Stored items
———

PR #11274, opened 2025-11-12
refactor(client)!: remove `BaseClient`

### LINKED ISSUE #11271: Remove BaseClient from discord.js
Getting a bit hard to track stuff in the internals channel, so I'm making a few issues

After #11266 `Client` will become the only class extending `BaseClient`. We should be merging them

sdanialraza:
Resolves #11271

BREAKING CHANGE: `BaseClient` has been removed and its functionality has been merged into `Client`.

Depends on:
- #11266

### DIFF
--- a/packages/discord.js/src/client/websocket/handlers/RATE_LIMITED.js
+++ b/packages/discord.js/src/client/websocket/handlers/RATE_LIMITED.js
@@ -1,0 +1,24 @@
+'use strict';
+
+const process = require('node:process');
+const { GatewayOpcodes } = require('discord-api-types/v10');
+
+const emittedFor = new Set();
+
+module.exports = (client, { d: data }) => {
+  switch (data.opcode) {
+    case GatewayOpcodes.RequestGuildMembers: {
+      break;
+    }
+
+    default: {
+      if (!emittedFor.has(data.opcode)) {
+        process.emitWarning(
+          `Hit a gateway rate limit on opcode ${data.opcode} (${GatewayOpcodes[data.opcode]}). If the discord.js version you're using is up-to-date, please open an issue on GitHub.`,
+        );
+
+        emittedFor.add(data.opcode);
+      }
+    }
+  }
+};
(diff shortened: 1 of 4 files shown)


packages/discord.js/src/client/Client.js
```diff
@@ -47,14 +48,57 @@ const BeforeReadyWhitelist = [
...
-  constructor(options) {
-    super(options);
+  constructor(options = {}) {
+    super();
+
+    if (typeof options !== 'object' || options === null) {
+      throw new DiscordjsTypeError(ErrorCodes.InvalidType, 'options', 'object', true);
+    }
+
+    const defaultOptions = Options.createDefault();
```
Qjuh, line 64: This is now a duplicate of the variable `defaults` defined later on and should be done only once.

packages/discord.js/src/client/Client.js
```diff
@@ -700,11 +788,8 @@ class Client extends BaseClient {
     return `${this.options.rest.api}${Routes.oauth2Authorization()}?${query}`;
   }
 
-  toJSON() {
-    return super.toJSON({
-      actions: false,
-      presence: false,
-    });
+  toJSON(...props) {
```
Qjuh: Considering we don't need nor want to be able to pass more properties to `toJSON()` this can probably be simplified by removing `...props’ here and on next line

packages/discord.js/typings/index.d.ts
```diff
@@ -968,7 +962,8 @@ export class Client<Ready extends boolean = boolean> extends BaseClient<ClientEv
   public generateInvite(options?: InviteGenerationOptions): string;
   public login(token?: string): Promise<string>;
   public isReady(): this is Client<true>;
-  public toJSON(): unknown;
+  public toJSON(...props: Record<string, boolean | string>[]): unknown;
```
Qjuh: Ditto

packages/discord.js/src/client/Client.js
```diff
@@ -47,14 +48,57 @@ const BeforeReadyWhitelist = [
...
+ * @extends {AsyncEventEmitter}
  */
-class Client extends BaseClient {
+class Client extends AsyncEventEmitter {
   /**
    * @param {ClientOptions} options Options for the client
    */
-  constructor(options) {
-    super(options);
+  constructor(options = {}) {
```
Qjuh: `options` are a required parameter for Client constructor (in particular the `intents` are), so why have a default value defined here?

Qjuh (changes requested):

———

:: Task brief ::
Write the records out once more. Change nothing.

:: Task response ::
PR #11274, opened 2025-11-12
refactor(client)!: remove `BaseClient`

### LINKED ISSUE #11271: Remove BaseClient from discord.js
Getting a bit hard to track stuff in the internals channel, so I'm making a few issues

After #11266 `Client` will become the only class extending `BaseClient`. We should be merging them

sdanialraza:
Resolves #11271

BREAKING CHANGE: `BaseClient` has been removed and its functionality has been merged into `Client`.

Depends on:
- #11266

### DIFF
--- a/packages/discord.js/src/client/websocket/handlers/RATE_LIMITED.js
+++ b/packages/discord.js/src/client/websocket/handlers/RATE_LIMITED.js
@@ -1,0 +1,24 @@
+'use strict';
+
+const process = require('node:process');
+const { GatewayOpcodes } = require('discord-api-types/v10');
+
+const emittedFor = new Set();
+
+module.exports = (client, { d: data }) => {
+  switch (data.opcode) {
+    case GatewayOpcodes.RequestGuildMembers: {
+      break;
+    }
+
+    default: {
+      if (!emittedFor.has(data.opcode)) {
+        process.emitWarning(
+          `Hit a gateway rate limit on opcode ${data.opcode} (${GatewayOpcodes[data.opcode]}). If the discord.js version you're using is up-to-date, please open an issue on GitHub.`,
+        );
+
+        emittedFor.add(data.opcode);
+      }
+    }
+  }
+};
(diff shortened: 1 of 4 files shown)


packages/discord.js/src/client/Client.js
```diff
@@ -47,14 +48,57 @@ const BeforeReadyWhitelist = [
...
-  constructor(options) {
-    super(options);
+  constructor(options = {}) {
+    super();
+
+    if (typeof options !== 'object' || options === null) {
+      throw new DiscordjsTypeError(ErrorCodes.InvalidType, 'options', 'object', true);
+    }
+
+    const defaultOptions = Options.createDefault();
```
Qjuh, line 64: This is now a duplicate of the variable `defaults` defined later on and should be done only once.

packages/discord.js/src/client/Client.js
```diff
@@ -700,11 +788,8 @@ class Client extends BaseClient {
     return `${this.options.rest.api}${Routes.oauth2Authorization()}?${query}`;
   }
 
-  toJSON() {
-    return super.toJSON({
-      actions: false,
-      presence: false,
-    });
+  toJSON(...props) {
```
Qjuh: Considering we don't need nor want to be able to pass more properties to `toJSON()` this can probably be simplified by removing `...props’ here and on next line

packages/discord.js/typings/index.d.ts
```diff
@@ -968,7 +962,8 @@ export class Client<Ready extends boolean = boolean> extends BaseClient<ClientEv
   public generateInvite(options?: InviteGenerationOptions): string;
   public login(token?: string): Promise<string>;
   public isReady(): this is Client<true>;
-  public toJSON(): unknown;
+  public toJSON(...props: Record<string, boolean | string>[]): unknown;
```
Qjuh: Ditto

packages/discord.js/src/client/Client.js
```diff
@@ -47,14 +48,57 @@ const BeforeReadyWhitelist = [
...
+ * @extends {AsyncEventEmitter}
  */
-class Client extends BaseClient {
+class Client extends AsyncEventEmitter {
   /**
    * @param {ClientOptions} options Options for the client
    */
-  constructor(options) {
-    super(options);
+  constructor(options = {}) {
```
Qjuh: `options` are a required parameter for Client constructor (in particular the `intents` are), so why have a default value defined here?

Qjuh (changes requested):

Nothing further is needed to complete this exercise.